Gravitational Orbits

• The orbits of the planets generally are ellipses.
• The orbits of some of the planets (e.g., Venus) are ellipses of such small eccentricity that they are essentially circles, and we can put artificial satellites into orbit around the Earth with circular orbits if we choose.
• Some comets have parabolic orbits; this means that they pass the Sun once and then leave the Solar System, never to return.
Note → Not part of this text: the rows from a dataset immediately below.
Issue #357, opened 2025-02-02
[FEATURE] enable 0 height option


yaxarat:
**Is your feature request related to a problem? Please describe.**
I want to be able to create a dynamic notch with 0 height. Working on an external screen that does not have a notch, the one created by boring notch quickly becomes an eye sore.

**Describe the solution you'd like**
I'd love a feature where we can set it to 0 height and let it just show on hover.

**Additional context**

**Checks**
- [x] I haven't found any duplicates with my issue.

ardaberktin:
That would actually be great!

PR #359, opened 2025-02-02
feat: Allow 0 height notch

yaxarat:
# In this PR
Introduced the ability to set custom notch height that is less than 10.

Closes: https://github.com/TheBoredTeam/boring.notch/issues/357

## Demo

https://github.com/user-attachments/assets/40da08f0-69a4-46ca-9e22-e4a86eee4d78


yaxarat:
One issue with this change is that when the height is too low (anything below 6), it causes the closing animation to over shoot, leading to a runtime error (**does not** crash) of `Invalid view geometry: height is negative.`. I've tried clamping the height, but no luck.

yaxarat:
@theboringhumane just checking in as this PR has been sitting for close to a month.

theboringhumane:
This will be merged by today hopefully

theboringhumane:
@yaxarat can you rebase it with origin/dev

yaxarat:
@theboringhumane closing this since rebase really messed up the git history. I've put up the same PR here: #397

PR #385, opened 2025-02-19
feat:  improve WheelPicker snapping & Haptic behavior

ShirakawaMio:
### Changes:
1. **Haptic**: Previously, haptic feedback was triggered when clicking the trackpad, which caused a slightly conflicting sense with the system’s native trackpad haptic.
2. **WheelPicker**: Improved alignment behavior to ensure strict snapping to buttons, making the picker movement more stable.

Before: 

https://github.com/user-attachments/assets/6c684167-26e4-4073-9f5e-fda634ee2e77

sometimes failed to snap perfectly to button positions and crolling could drift slightly down and upward

After:

https://github.com/user-attachments/assets/0ef894e4-c82f-4775-9147-c4fa1e5c3ff2


theboringhumane:
@ShirakawaMio rebase with main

Other comets have elliptical orbits and thus orbit the Sun with specific periods.
• The gravitational interaction between two passing stars generally results in hyperbolic trajectories for the two stars.
  

Slope

• Consider an object moving down a path with a given slope.
• Decompose the gravitational acceleration into a component that is tangent to the surface, and another that is normal to the surface.
• The tangent component will influence the speed in the tangent direction.
• The normal component may slow it down because of the friction (otherwise it has no effect on the movement).
• g_t = g sin a
• g_p = g cos a
  

Friction Force

• A force occurring when two solid objects are in contact, applied against their relative movement.
• The frictional resistance is proportional to the force which presses the surfaces together as well as the roughness of the surfaces. If we denote by N this force (like the gravitation), then the frictional resistance force may then be written:
• Ff = mu N
• where mu is a constant depending on the two surfaces.

Friction and Slope

• For a terrain that is not flat, the normal force to the surface based on gravitation is
• G_n = m g_p = m g cos alpha
• where m is the mass of the object.
• The friction force will then be
• FF = mu G_n = m mu g cos(alpha)
• The resulting acceleration
• a_f = g mu cos(alpha) a
• This will have a sign that is opposite to the direction of movement.

Change of Slope

• Passing from a surface of a given slope to a surface of different slope.
• If v is the speed at the passage point, we decompose it in a speed that is tangent to the new surface (v_t), and a speed that is normal to the new surface (v_p).
• The normal component is lost for the movement and it is transformed in impact momentum.
• The computations on the new surface start with the tangent speed.
  

Application - Slide

• By a smooth change in the slope, transform the almost vertical speed in an almost horizontal speed at the end of the trajectory. This way we avoid damaging the object by collision with the ground (slide, roller coaster).
  

Terrain-Dependant Slope

Solving the equation: the projection of the direction vector on the terrain plane must be orthogonal to the plane normal. The scalar product of the 2 vectors must be 0.